Background: The non-selective cation channels TRPV1 (V1) and TRPA1 (A1) are respond to nociceptive stimulus and co-expressed in the dorsal root ganglia (DRG). Capsaicin, a V1 agonist, binds to the transmembrane region of V1, and allyl isothiocyanate (AITC), an A1 agonist, binds to the N-terminus of A1, and activates these channels. It has been suggested that V1 and A1 form a functional heterotetramer in native cells, but the details are unknown. We therefore created their artificial heterotetramers and analyzed whether V1 and A1 could form a functional heterotetoramer.

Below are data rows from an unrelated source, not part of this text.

PR #1383, opened 2019-12-13
worker: Drop dead code handling old releases

toabctl:
We no longer need to check for branches like 'argonaut', 'bobtail',
'cuttlefish' or 'dumpling'. These are long gone.
Removing the code simplifies it a bit.

### DIFF
--- a/teuthology/test/test_worker.py
+++ b/teuthology/test/test_worker.py
@@ -1,6 +1,5 @@
 import beanstalkc
 import os
-import subprocess
 
 from mock import patch, Mock, MagicMock
 from datetime import datetime, timedelta
@@ -168,7 +167,7 @@ class TestWorker(object):
             "job_id": "1",
             "worker_log": "worker_log",
             "archive_path": "archive/path",
-            "teuthology_branch": "argonaut"
+            "teuthology_branch": "jewel"
         }
         process = Mock()
         process.poll.return_value = "not None"
@@ -177,13 +176,6 @@ class TestWorker(object):
         m_popen.return_value = m_proc
         worker.run_with_watchdog(process, config)
         m_symlink_log.assert_called_with(config["worker_log"], config["archive_path"])
-        expected_cmd = "teuthology-report -v -D -r the_name -j 1"
-        m_popen.assert_called_with(
-            expected_cmd,
-            shell=True,
-            stdout=subprocess.PIPE,
-            stderr=subprocess.STDOUT
-        )
 
     @patch("os.path.isdir")
     @patch("teuthology.worker.fetch_teuthology")
--- a/teuthology/worker.py
+++ b/teuthology/worker.py
@@ -316,33 +316,15 @@ def run_with_watchdog(process, job_config):
         report.try_push_job_info(job_info)
         time.sleep(teuth_config.watchdog_interval)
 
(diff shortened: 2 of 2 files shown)


kshtsk:
I guess you've broken integration tests, they are already trying to connect somewhere.

toabctl:
> I guess you've broken integration tests, they are already trying to connect somewhere.

resolved

kshtsk:
> > I guess you've broken integration tests, they are already trying to connect somewhere.
> 
> resolved

no, it is still running too long

teuthology/test/test_worker.py
```diff
@@ -177,13 +177,6 @@ def test_run_with_watchdog_with_reporting(self, m_sleep, m_symlink_log, m_popen)
         m_popen.return_value = m_proc
         worker.run_with_watchdog(process, config)
         m_symlink_log.assert_called_with(config["worker_log"], config["archive_path"])
-        expected_cmd = "teuthology-report -v -D -r the_name -j 1"
-        m_popen.assert_called_with(
-            expected_cmd,
-            shell=True,
-            stdout=subprocess.PIPE,
-            stderr=subprocess.STDOUT
-        )
```
kshtsk: Not sure I understand why this is removed?

toabctl: Because the command is no longer called because I removed the the special handling which does that call.

toabctl:
> no, it is still running too long

it's resolved now :)

teuthology/worker.py
```diff
@@ -316,33 +316,11 @@ def run_with_watchdog(process, job_config):
...
-        # Let's make sure that paddles knows the job is finished. We don't know
-        # the status, but if it was a pass or fail it will have already been
-        # reported to paddles. In that case paddles ignores the 'dead' status.
-        # If the job was killed, paddles will use the 'dead' status.
-        report.try_push_job_info(job_info, dict(status='dead'))
+    # Let's make sure that paddles knows the job is finished. We don't know
+    # the status, but if it was a pass or fail it will have already been
+    # reported to paddles. In that case paddles ignores the 'dead' status.
+    # If the job was killed, paddles will use the 'dead' status.
+    report.try_push_job_info(job_info, dict(status='dead'))
```
tchaikov: probably we can add 
```py
assert(job_config.get('teuthology_branch') not in ('argonaut', 'bobtail', 'cuttlefish', 'dumpling'))
```
?

tchaikov: just to make sure we don't run into some unexpected issues. also, this line is served as a document that we don't support testing these branches.

toabctl: Feels a bit weird to me but Done

tchaikov: thanks.

toabctl:
@susebot run deploy

toabctl:
@susebot run deploy

toabctl:
> Commit [10a0985](https://github.com/ceph/teuthology/commit/10a09855346c4da9c61f813723ef8255989a5888) is _NOT OK_.
> Check tests results in the Jenkins job: https://ceph-ci.suse.de/job/pr-teuthology-deploy/94/

Failing with `RuntimeError: Could not find an image for centos 8.0`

Methods: A1 and V1 were cloned from rat cDNA, and the A1::V1 tandem(A1::V1) was created by linking them with a linker. We also created a tandem of ∆N A1 and V1 (∆N A1::V1), in which the N-terminus of A1 was shortened. These channels were expressed in HEK293 cells, and the responses of these channels to agonists were examined using the whole-cell patch clamp technique.
Results/Discussion: A1::V1 responded to both capsaicin and AITC. To investigate the contribution of A1 N-terminus to the agonist responsiveness of the A1::V1, we analyzed the function of ∆N A1::V1. ∆N340 A1::V1 (lack of 1st to 8th N-terminal ankyrin domain of A1) was found to be not responsive to both agonists. On the other hand, the ∆N308 A1::V1 (lack of 1st to 7th ankyrin domain of A1) responded to both agonists, suggesting that, the 8th N-terminal ankyrin domain of A1 is required for agonist responsiveness of the A1::V1. 
These results suggest that TRPV1 and TRPA1 constitute heterotetramer and function as ion channels in native cells.